Assignment
Retype all of the material exactly, leaving no line out.
═══ Available data ═══
PR #3895, opened 2026-08-19
Add git-diff exporter for CI changed-pages.json

reakaleek:
## Why

- Preview comment jobs guess page URLs from GitHub changed-file paths. Those URLs do not match navigation URLs, path prefixes, or pages that include changed snippets.
- CI needs a builder-produced list of published page URLs and titles.

## What

- Add an opt-in `gitdiff` exporter that writes `changed-pages.json` during isolated builds.
- Map git changes (or GitHub Actions file lists) onto built pages and include reverse-index entries.
- Auto-enable the exporter on CI isolated builds.

## Notes

- Merge the matching `elastic/docs-actions` PR before preview comments use the new artifact.
- Git failures are soft. The build writes an empty `pages` array and logs a warning.

### DIFF
--- a/docs/_docset.yml
+++ b/docs/_docset.yml
@@ -204,6 +204,7 @@ toc:
           - file: llm.md
           - file: okf.md
           - file: plain-text.md
+          - file: git-diff.md
       - folder: release-notes
         children:
           - file: index.md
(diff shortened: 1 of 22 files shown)


Mpdreamz (changes requested):
One blocker before this is ready: `GitChangedFileSource.ResolveDiffBase` returns `origin/<GITHUB_BASE_REF>` immediately without checking that the ref exists. On pull_request CI with a shallow merge checkout, `GITHUB_BASE_REF` is set but `origin/main` is not necessarily present, so `git diff origin/main HEAD` can fail and the exporter will write an empty `changed-pages.json` instead of falling back to `HEAD^1`. The docs and tests say named bases fall back when missing, but that path is skipped for `GITHUB_BASE_REF`. Please verify the GitHub base ref before returning it, or make the diff step fall back when that ref is unusable.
═══
Answer for the task
PR #3895, opened 2026-08-19
Add git-diff exporter for CI changed-pages.json

reakaleek:
## Why

- Preview comment jobs guess page URLs from GitHub changed-file paths. Those URLs do not match navigation URLs, path prefixes, or pages that include changed snippets.
- CI needs a builder-produced list of published page URLs and titles.

## What

- Add an opt-in `gitdiff` exporter that writes `changed-pages.json` during isolated builds.
- Map git changes (or GitHub Actions file lists) onto built pages and include reverse-index entries.
- Auto-enable the exporter on CI isolated builds.

## Notes

- Merge the matching `elastic/docs-actions` PR before preview comments use the new artifact.
- Git failures are soft. The build writes an empty `pages` array and logs a warning.

### DIFF
--- a/docs/_docset.yml
+++ b/docs/_docset.yml
@@ -204,6 +204,7 @@ toc:
           - file: llm.md
           - file: okf.md
           - file: plain-text.md
+          - file: git-diff.md
       - folder: release-notes
         children:
           - file: index.md
(diff shortened: 1 of 22 files shown)


Mpdreamz (changes requested):
One blocker before this is ready: `GitChangedFileSource.ResolveDiffBase` returns `origin/<GITHUB_BASE_REF>` immediately without checking that the ref exists. On pull_request CI with a shallow merge checkout, `GITHUB_BASE_REF` is set but `origin/main` is not necessarily present, so `git diff origin/main HEAD` can fail and the exporter will write an empty `changed-pages.json` instead of falling back to `HEAD^1`. The docs and tests say named bases fall back when missing, but that path is skipped for `GITHUB_BASE_REF`. Please verify the GitHub base ref before returning it, or make the diff step fall back when that ref is unusable.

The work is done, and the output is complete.